Problem: Count each line below that has "file" anywhere in it. Answer with the total alone.

(Dataset items)
'''

PR #3078, opened 2019-09-04
fix(debian): debian control has obsolete dbg package

jrcoding:
This fixes ...

```
I: open62541 source: debian-control-has-obsolete-dbg-package libopen62541-1-dbg
N: 
N:    The debian/control file includes declaration of -dbg package.
N:    
N:    Debug package are now autogenerated avoiding waste of miror space.
N:    
N:    Please note that -dbg should be dropped from control file and must not
N:    be transitioned to a dummy package depending on -dbgsym.
N:    
N:    Refer to https://wiki.debian.org/AutomaticDebugPackages for details.
N:
```

it bumps compat to 9 and works since Debian 8 (jessie) which is old-stable, should be old enough :-)


jrcoding:
hmmm, think I made a mistake ??? I don't wanted to commit into master but into 1.0, I wil try it once more...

'''

Response box: 2